Читать «Сюжетологические исследования» онлайн - страница 57

Игорь Витальевич Силантьев

Подытожим сделанные наблюдения. В числе переводных житий, представленных в Макарьевских Четьих Минеях, есть произведения, еще недалеко ушедшие от повествовательных традиций эллинистического романа. Это житие Ксенофонта и Марии (помещено в Великие Минеи Четьи под 26 января) и рассказ о чуде, сотворенном святыми Гурием, Самоном и Авивом (15 ноября). В этих произведениях в полной мере представлен авантюрный сюжет. Авантюра здесь несет самостоятельное романное значение, развивается и достигает своей закономерной благополучной развязки.

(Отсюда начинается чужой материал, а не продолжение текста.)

Issue #751, opened 2024-05-31
Potentially Insecure Evaluation of User Input in Tiled Array Slicing


hyperrealist:
Tiled uses `eval()` on user input for parsing array slices, which is not ideal.

https://github.com/bluesky/tiled/blob/9059fd0dd803e784e226d91ef76b5c2fb432a552/tiled/server/dependencies.py#L174

danielballan:
Thanks for working on this @hyperrealist.

I want to be clear for anyone reading that there are no known exploitable vulnerabilities in the current codebase. This `regex` input validation:

https://github.com/bluesky/tiled/blob/9059fd0dd803e784e226d91ef76b5c2fb432a552/tiled/server/dependencies.py#L163

rejects malicious input. For example:

```
$ http "https://tiled-demo.blueskyproject.io/api/v1/array/full/generated/small_image?slice=import os;os.system('rm -rf /')"
HTTP/1.1 422 Unprocessable Entity
Connection: keep-alive
Content-Length: 261
Content-Type: application/json
Date: Fri, 31 May 2024 20:02:40 GMT
Server: nginx/1.18.0 (Ubuntu)
Set-Cookie: tiled_csrf=GKH9tESfusL742-9G0XY5Rn8TZvqxLQyKg1gka7-42o; HttpOnly; Path=/; SameSite=lax
server-timing: app;dur=8.2
set-cookie: tiled_csrf=GKH9tESfusL742-9G0XY5Rn8TZvqxLQyKg1gka7-42o; HttpOnly; Path=/; SameSite=lax
x-tiled-request-id: b558539f3ba5d4fa

{
    "detail": [
        {
            "ctx": {
                "pattern": "^[-0-9,:]*$"
            },
            "input": "import os;os.system('rm -rf /')",
            "loc": [
                "query",
                "slice"
            ],
            "msg": "String should match pattern '^[-0-9,:]*$'",
            "type": "string_pattern_mismatch",
            "url": "https://errors.pydantic.dev/2.7/v/string_pattern_mismatch"
        }
    ]
}
```

However, I very much support refactoring to remove `eval` for defense in depth.

danielballan:
Closed by #752

PR #752, opened 2024-05-31
Parse array slices without `eval(<user_input>)`

hyperrealist:
This PR addresses issue #751

### DIFF
--- a/tiled/server/dependencies.py
+++ b/tiled/server/dependencies.py
@@ -165,17 +165,17 @@ def expected_shape(
     return tuple(map(int, expected_shape.split(",")))
 
 
+def np_style_slicer(indices: tuple):
+    return indices[0] if len(indices) == 1 else slice_func(*indices)
+
+
+def parse_slice_str(dim: str):
+    return np_style_slicer(tuple(int(idx) if idx else None for idx in dim.split(":")))
+
+
 def slice_(
-    slice: str = Query(None, pattern=SLICE_REGEX),
+    slice: Optional[str] = Query(None, pattern=SLICE_REGEX),
 ):
     "Specify and parse a block index parameter."
-
-    def np_style_slicer(indices: tuple):
-        return indices[0] if len(indices) == 1 else slice_func(*indices)
-
-    def parse_slice_str(dim: str):
-        return np_style_slicer(
-            tuple(int(idx) if idx else None for idx in dim.split(":"))
-        )
 
     return tuple(parse_slice_str(dim) for dim in (slice or "").split(",") if dim)
--- a/tiled/server/dependencies.py
+++ b/tiled/server/dependencies.py
@@ -163,7 +163,7 @@ def expected_shape(
 
 
 def slice_(
-    slice: str | None = None,
+    slice: Optional[str] = None,
 ):
     "Specify and parse a block index parameter."
 
--- a/tiled/server/dependencies.py
+++ b/tiled/server/dependencies.py
@@ -17,6 +17,9 @@ from .authentication import get_current_principal, get_session_state
 from .core import NoEntry
 from .utils import filter_for_access, record_timing
 
+# saving slice() to rescue after using "slice" for FastAPI dependency injection of slice_(slice: str)
+slice_func = slice
+
 
 @lru_cache(1)
 def get_query_registry():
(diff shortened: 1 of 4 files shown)


danielballan:
Echoing comments from #751 for visiblity:

> Thanks for working on this @hyperrealist.

> I want to be clear for anyone reading that there are no known exploitable vulnerabilities in the current codebase. This `regex` input validation:

https://github.com/bluesky/tiled/blob/9059fd0dd803e784e226d91ef76b5c2fb432a552/tiled/server/dependencies.py#L163

> rejects malicious input. For example:

```
$ http "https://tiled-demo.blueskyproject.io/api/v1/array/full/generated/small_image?slice=import os;os.system('rm -rf /')"
HTTP/1.1 422 Unprocessable Entity
Connection: keep-alive
Content-Length: 261
Content-Type: application/json
Date: Fri, 31 May 2024 20:02:40 GMT
Server: nginx/1.18.0 (Ubuntu)
Set-Cookie: tiled_csrf=GKH9tESfusL742-9G0XY5Rn8TZvqxLQyKg1gka7-42o; HttpOnly; Path=/; SameSite=lax
server-timing: app;dur=8.2
set-cookie: tiled_csrf=GKH9tESfusL742-9G0XY5Rn8TZvqxLQyKg1gka7-42o; HttpOnly; Path=/; SameSite=lax
x-tiled-request-id: b558539f3ba5d4fa

{
    "detail": [
        {
            "ctx": {
                "pattern": "^[-0-9,:]*$"
            },
            "input": "import os;os.system('rm -rf /')",
            "loc": [
                "query",
                "slice"
            ],
            "msg": "String should match pattern '^[-0-9,:]*$'",
            "type": "string_pattern_mismatch",
            "url": "https://errors.pydantic.dev/2.7/v/string_pattern_mismatch"
        }
    ]
}
```

> However, I very much support refactoring to remove `eval` for defense in depth.

tiled/server/dependencies.py
```diff
@@ -160,19 +163,16 @@ def expected_shape(
 
 
 def slice_(
-    slice: str = Query(None, pattern="^[-0-9,:]*$"),
+    slice: Optional[str] = None,
```
danielballan, line 166: I would like to retain a regex pattern. It no longer has a security function, with `eval` removed, but it does have a role in both documenting the acceptable inputs in the OpenAPI spec and providing a detailed error message. (See my example in PR Conversation tab.)

Additionally, it would be useful to test that all the failing examples (typo and malicious) will not match the regex, and therefore should get bounced by FastAPI before they parsed by our code. That is, the `ValueError` or `TypeError` should never actually get raised when used in integration with FastAPI. 

Finally, the pattern I've used here is a little under-specified. It is sufficient to block malicious examples but not sufficient to block malformed (e.g. typo-ed) examples. A more precise regex was drafted [in these lines of a dormant PR](https://github.com/bluesky/tiled/pull/391/files#diff-d41273077415e8ba3ad05d118aaa7167ef40343ad385a84666ea1cdfda8454e7R122-R127). Perhaps that would be reused here (with the `mean` aspect removed for now).

hyperrealist: Thanks for the feedback! I'll write a commit with updates.

padraic-shafer: I agree.  The rest looks good to me.

tiled/server/dependencies.py
```diff
@@ -160,19 +166,16 @@ def expected_shape(
...
-    # functions or expensive arithmetic.
-    return tuple(
-        [
-            eval(f"numpy.s_[{dim!s}]", {"numpy": numpy})
-            for dim in (slice or "").split(",")
-            if dim
-        ]
-    )
+
+    def np_style_slicer(indices: tuple):
```
danielballan, line 173: Might as well define these at global scope, rather than re-defining them on every call. Unless I'm missing something clever happening with closures here.

tiled/server/dependencies.py
```diff
@@ -163,7 +166,7 @@ def expected_shape(
 
 
 def slice_(
-    slice: Optional[str] = None,
+    slice: str = Query(None, pattern=SLICE_REGEX),
```
padraic-shafer, line 169: Optional here indicates to OAS3 that `None` is a valid value.

```suggestion
slice: Optional[str] = Query(None, pattern=SLICE_REGEX),
```

padraic-shafer (commented):
Looks good.  A couple of minor things are noted in the comments.

danielballan:
I rebased on `main` to move this along.

While resolving conflicts in `CHANGELOG.md`, I refined the language to clarity that there was no known exploitable vulnerability, but that this change improves our defense in depth.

В другой группе произведений авантюра теряет сюжетную самостоятельность и выступает в качестве событийной формы собственно житийного сюжета. Авантюра здесь способствует развитию житийного сюжета, поскольку вырывает героя из сферы благополучного мирского существования и проводит его через различные перипетии, которые в свете житийной идеи оборачиваются испытаниями веры героя. Однако, непосредственно включаясь в выражение житийной идеи, авантюра неизбежно начинает конфликтовать с житийным сюжетом. Дело в том, что авантюрный и житийный сюжеты в целом наделены противоположными ценностными значениями. Закономерные, типичные развязки житийного и авантюрного сюжета противоречат друг другу. Развязка авантюрного сюжета сводится к восстановлению утраченного мирского благополучия героя. Житийная развязка, напротив, предполагает полный отказ и уход героя от благ и ценностей мирской жизни – во имя жизни в Боге. Поэтому житийное повествование, достигая авантюрной развязки, отрицает ее, не заканчивает на ней своего развития и движется далее – к собственной развязке. Так строится повествование в житиях Евстафия Плакиды (20 сентября), Малха-пленника (11 апреля), Мартиниана (27 мая).

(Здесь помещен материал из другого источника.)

PR #755, opened 2024-06-17
Add arrow adapter

### LINKED ISSUE #744: Add an `ArrowAdapter`
We have various Adapters for tabular data formats. The existing Adapters for parquet-formatted and CSV-formatted data have different advantages. Parquet is a binary format with a rich data type system and built-in compression. CSV is a human-readable format that supports appending rows (which parquet does not).

We propose to add support for Arrow-formatted data (sometimes also called "[Feather](https://arrow.apache.org/docs/python/feather.html)") which, like CSV is append-able, but like Parquet is binary and has a rich data type system. Like the CSV Adapter, this should implement `write_partition` and `append_partition`, with the same signatures:

https://github.com/bluesky/tiled/blob/307524d0026ef93b25e246a70869ee195ef0ead9/tiled/adapters/csv.py#L153-L185

We have functions in the codebase for reading and writing Arrow-formatted data because the server and the client _transmit_ data as Arrow by default. 

```py
c['some_table'].read()  # data is sent as Arrow
```

These are the functions:

https://github.com/bluesky/tiled/blob/307524d0026ef93b25e246a70869ee195ef0ead9/tiled/serialization/table.py#L9-L24

What these functions _don't_ need is deal with partitioning (a.k.a. chunking) of rows. To implement `read_partition` and `write_partition` and `append_partition` we'll need to dig deeper into the Arrow IPC (inter-process communication) API to write "row batches" to an existing table, rather than write/read an _entire_ table in a single call.

https://arrow.apache.org/docs/python/ipc.html

skarakuzu:
### Checklist
- [x] Add a Changelog entry

closes #744

### DIFF
--- a/tiled/_tests/adapters/test_arrow.py
+++ b/tiled/_tests/adapters/test_arrow.py
@@ -1,0 +1,71 @@
+import tempfile
+import unittest
+
+import pyarrow as pa
+
+from tiled.adapters.arrow import ArrowAdapter
+from tiled.structures.table import TableStructure
+
+names = ["f0", "f1", "f2"]
+data0 = [
+    pa.array([1, 2, 3, 4, 5]),
+    pa.array(["foo0", "bar0", "baz0", None, "goo0"]),
+    pa.array([True, None, False, True, None]),
+]
+data1 = [
+    pa.array([6, 7, 8, 9, 10, 11, 12]),
+    pa.array(["foo1", "bar1", None, "baz1", "biz", None, "goo"]),
+    pa.array([None, True, True, False, False, None, True]),
+]
+data2 = [pa.array([13, 14]), pa.array(["foo2", "baz2"]), pa.array([False, None])]
+
+
+class TestMyFunction(unittest.TestCase):
+    def setUp(self):
+        data_uri = "file://localhost/" + tempfile.gettempdir()
+        table = pa.Table.from_arrays(data0, names)
+        structure = TableStructure.from_arrow_table(table, npartitions=3)
+        assets = ArrowAdapter.init_storage(data_uri, structure=structure)
+        self.adapter = ArrowAdapter(
+            [asset.data_uri for asset in assets], structure=structure
+        )
+
+    def test_attributes(self):
+        assert self.adapter.structure().columns == names
+        assert self.adapter.structure().npartitions == 3
+
+        assert isinstance(self.adapter.reader_handle[0], pa.ipc.RecordBatchFileReader)
+
+    def test_write_read(self):
+        batch0 = pa.record_batch(data0, names=names)
+        batch1 = pa.record_batch(data1, names=names)
+        batch2 = pa.record_batch(data2, names=names)
+
+        # test writing to a partition and reading it
+        self.adapter.write_partition(batch0, 0)
+        assert pa.Table.from_arrays(data0, names) == pa.Table.from_pandas(
+            self.adapter.read_partition(0)
+        )
+
+        self.adapter.write_partition([batch0, batch1], 1)
+        assert pa.Table.from_batches([batch0, batch1]) == pa.Table.from_pandas(
+            self.adapter.read_partition(1)
+        )
+
+        self.adapter.write_partition([batch0, batch1, batch2], 2)
+        assert pa.Table.from_batches([batch0, batch1, batch2]) == pa.Table.from_pandas(
+            self.adapter.read_partition(2)
+        )
+
+        # test write to all partitions and read all
+        self.adapter.write_partition([batch0, batch1, batch2], 0)
+        self.adapter.write_partition([batch2, batch0, batch1], 1)
+        self.adapter.write_partition([batch1, batch2, batch0], 2)
+
+        assert pa.Table.from_pandas(self.adapter.read()) == pa.Table.from_batches(
+            [batch0, batch1, batch2, batch2, batch0, batch1, batch1, batch2, batch0]
+        )
+
+        # test adapter.read() raises NotImplementedError when there are more than 1 partitions
+        with self.assertRaises(NotImplementedError):
+            self.adapter.write(batch0)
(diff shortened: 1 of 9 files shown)


danielballan:
Summarizing chat from this morning:

- Remove the `dataframe_adapter` property from `arrow.py`. Instead of adding code to `table.py` but it directly in the `read`, `read_partition` (etc.) methods in `arrow.py`.
- Make _two_ classes in `arrow.py`, one addressing the "file" format (supports random access of row batches) and one addressing "stream" format (supports appending row batches to an existing file).

tiled/_tests/adapters/test_arrow.py
```diff
@@ -0,0 +1,69 @@
...
+]
+data1 = [
+    pa.array([6, 7, 8, 9, 10, 11, 12]),
+    pa.array(["foo1", "bar1", None, "baz1", "biz", None, "goo"]),
+    pa.array([None, True, True, False, False, None, True]),
+]
+data2 = [pa.array([13, 14]), pa.array(["foo2", "baz2"]), pa.array([False, None])]
+
+
+class TestArrowAdapter(unittest.TestCase):
```
danielballan, line 23: Since about 2016, scientific Python libraries have generally moved away from `unittest.TestCase` and preferred functional-style test construction. In the modern style, the setup functions becomes a fixture and the `test_` methods become functions, like this:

В житиях может развиваться романный сюжет иного содержательного типа, чем авантюра, отвечающая повествовательным традициям эллинистического романа. Это рассказ о несчастливой судьбе человека, стоявшего в мирской жизни рядом со святым подвижником. Такой побочный, как бы самопроизвольно возникающий в житии романный сюжет героя несчастливой личной судьбы также оказывается противоположным собственно житийному сюжету в ценностном плане. Житийный сюжет снова развивается за счет романного, и тот остается без развязки: родные и близкие святого навсегда теряют его – а вместе с ним и свое жизненное благополучие, мирское счастье.

Романные сюжеты подобного содержательного типа развиваются в житиях Алексея Божьего человека (17 марта), Иоанна Кущника (15 января), Феодоры (11 сентября), Ефросинии (25 сентября), Андроника и Афанасии (9 октября), русского святого Феодосия Печерского (последний факт указывает на общую закономерность зарождения в житийном повествовании романного сюжета с характерным героем несчастливой личной судьбы).

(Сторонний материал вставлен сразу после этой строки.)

PR #758, opened 2024-06-18
Make Tiled compatible with numpy 2.0

### LINKED ISSUE #757: Numpy 2.0.0 breaks Tiled
In the recent [scheduled CI runs](https://github.com/bluesky/tiled/actions/runs/9541880111) Numpy 2.0.0 breaks Tiled. As a temporary measure, PR #756 pins to Numpy <2.0.0, but Tiled should be fully migrated to support Numpy 2.0.0. We also have a dependency on blosc2 that seems to depend on Numpy ABI.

И все же в целом трагическая неразрешенность романного сюжета (и судьбы его героя) в житийной традиции преодолевается. Романный герой сам разрешает противоречие своей жизни и своей судьбы. Он удаляется в монастырь и тем самым перестает быть романным героем, потому что разрывает непростую, противоречивую связь со своей мирской и личной судьбой. Таким образом житийное повествование устраняет свою внутреннюю сюжетную и жанровую противоречивость и приходит к финальной ценностной гармонии. Таковы в своем сюжетном развитии жития Феодоры, Ефросинии, Андроника и Афанасии, Феодосия Печерского.